US SLED Contact Directory — Education layer
Architecture
Architecture — US SLED Contact Directory
Pipeline
NCES CCD LEA Directory (public JSON API, Urban Institute portal)
│ 51 HTTPS requests (one per state + DC), provenance captured
▼
src/collect.mjs ── normalize via src/schema.mjs ──► dataset/
│ ├─ contacts.json / contacts.csv
│ ├─ by-state/<ST>.{json,csv}
│ ├─ summary.json
│ └─ manifest.json (source URL, HTTP status, sha256, ts)
│ evidence/
│ ├─ fetch-log.json
│ └─ raw-sample-{AK,DC}.json
▼
verify.mjs ──► verification-report.{json,md} (17 MUST_PASS checks, offline)

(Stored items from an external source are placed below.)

Issue #2491, opened 2020-12-17
Setuptools does not pass config_settings through backend


di:
The `build` project now has a `--config-setting` flag to pass options to the backend:

```
$ python -m build --help
usage: python -m build [-h] [--version] [--sdist] [--wheel] [--outdir dir] [--skip-dependencies]
                       [--no-isolation] [--config-setting CONFIG_SETTING]
                       [srcdir]

- - - >8 - - -

  --config-setting CONFIG_SETTING, -C CONFIG_SETTING
                        pass option to the backend
 ```

I wanted to use this to set `wheel`'s `--plat-name` argument like so:

```
$ python -m build --wheel --config-setting plat-name=foo
```

I found that this worked as expected until the settings got to setuptool's `_build_with_temp_dir` function:

https://github.com/pypa/setuptools/blob/d368be2b5be8676ba8a3d55045b45b55090f6982/setuptools/build_meta.py#L190-L200

In this example, `_build_with_temp_dir` gets called with `config_settings={'plat-name': 'foo'}`, which then gets 'fixed' into `config_settings={'plat-name': 'foo', '--global-option': []}`, and then setuptools ignores everything in `config_settings` and only considers `--global-option`.

It almost seems like `--global-option` itself could be used for this, but unfortunately it doesn't work as it's value is passed to _lots_ of things that don't accept the arguments I'm hoping to pass:

```
$ python -m build --wheel --config-setting="--global-option=--plat-name" --config-setting="--global-option=foo" -n
usage: _in_process.py [global_opts] cmd1 [cmd1_opts] [cmd2 [cmd2_opts] ...]
   or: _in_process.py --help [cmd1 cmd2 ...]
   or: _in_process.py --help-commands
   or: _in_process.py cmd --help

error: option --plat-name not recognized
...
```

I created a commit that "fixes" this for me as a proof of concept: https://github.com/pypa/setuptools/commit/fc95b3b83d6d5b561dc0a356995edf4c99785a6f

Possibly related issues:
* this is very similar to the request in https://github.com/pypa/setuptools/issues/1816, but @gaborbernat is asking for the ability to pass options _before_ the setup command, rather than after.
* https://github.com/pypa/setuptools/issues/1928 may also be related

jaraco:
[...]

PR #4218, opened 2024-02-13
Revert build option only bdist wheel

jameshilliard:
## Summary of changes

Reverts https://github.com/pypa/setuptools/pull/4217 which broke the ability to pass `build_ext` arguments via config args.

Closes 

### Pull Request Checklist
- [ ] Changes have tests

[PR docs]:

### DIFF
--- a/setuptools/build_meta.py
+++ b/setuptools/build_meta.py
@@ -289,6 +289,7 @@ class _BuildMetaBackend(_ConfigSettingsTranslator):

build-site.mjs ──► public/index.html (self-contained, grouped by state)
Modules
src/fips.mjs— the 50 states + DC (FIPS ↔ USPS ↔ name) and the CCD
agency_type → label map.
src/schema.mjs— the canonical column order, raw→record normalization,
phone formatting, CSV serialization, and the by-state grouping helper. Shared by the collector, verifier, and site builder so all three agree by construction.
src/collect.mjs— fetches each jurisdiction (with retry + pagination), sets
a User-Agent (the API serves a bot-challenge page to the default Node UA), captures provenance, retains raw samples, and writes the dataset.
verify.mjs— deterministic, offline integrity + completeness + no-fabrication
checks; also rebuilds the site and confirms it embeds the directory.
build-site.mjs— embeds a compact per-state payload into a single HTML file
with a state filter + search.
Design choices
- Provenance over trust. Every record points at the exact dataset URL it came
from; the manifest records HTTP status + sha256 + timestamp; raw responses are retained. Verification re-hashes the dataset against the manifest.
- No fabrication, mechanically enforced. The four fields the source cannot
supply are carried but empty, and verify.mjs fails if any is non-empty.
- Single source, pinned year. Keeps v1 deterministic and reproducible; broader
SLED breadth + enrichment are disclosed, sourced seams for v2.